English painter (1855–1906)

Edwin Harris (1855–1906) was an English painter from Ladywood, Birmingham.

==Biography==
Harris entered the Birmingham School of Art at the age of fourteen, where he worked under Charles Morgan, F G Jackson and Edward R Taylor. Fellow students included Walter Langley, William John Wainwright and William Breakspeare. Harris was appointed as assistant master and after two years set up his own studio, painting pictures and giving lessons.

In 1880 he progressed to Verlat's Academy in Antwerp with Wainwright. Their Birmingham training stood them in good stead and he and Wainwright were selected to join the group of twelve elite students who were given a separate studio to work life size from the nude. He began exhibiting at the RBSA and was an early member of the Art Circle formed to encourage younger artists.
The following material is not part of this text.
PR #8580, opened 2026-08-28
HBASE-30346: Fix NPE in AbstractFSWAL WAL-roll debug logging aborting…

mnpoonia:
… RegionServer

FSHLog#getPipeline() delegated directly to Hadoop's DFSOutputStream#getPipeline(), which can legitimately return null (streamer closed, or no block pipeline currently established between blocks). The debug logging added in HBASE-28775 replaced the null-tolerant Arrays.toString(...) with Arrays.stream(...), which throws NPE on null, turning a benign transient HDFS state into a RegionServer self-abort during WAL rolling -- even though the roll itself had already succeeded.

He first visited Newlyn in 1881 and the following year he was at Pont Aven in Brittany, then a magnet for plein-air painters from all over Europe. He settled in Newlyn, Cornwall in 1883 and stayed there for twelve years. Harris was recognised as one of the pioneers of the Newlyn School of artists which included his fellow Birmingham painters, Langley, Wainwright and William Banks Fortescue. Joined by Alexander and Elizabeth Stanhope Forbes, Thomas Cooper Gotch and Frederick Hall, the colony became the focus for modern painting in Britain. He left Newlyn in 1895 and took up portrait painting in Cardiff, Newport and Bristol and it became his main source of income.

In 1898 he returned to Birmingham, opening a studio in Norwich Union Chambers before settling in Cleeve Prior, Worcestershire where he died.

Harris was elected Associate in 1885 and Member in 1886 of the Royal Birmingham Society of Artists.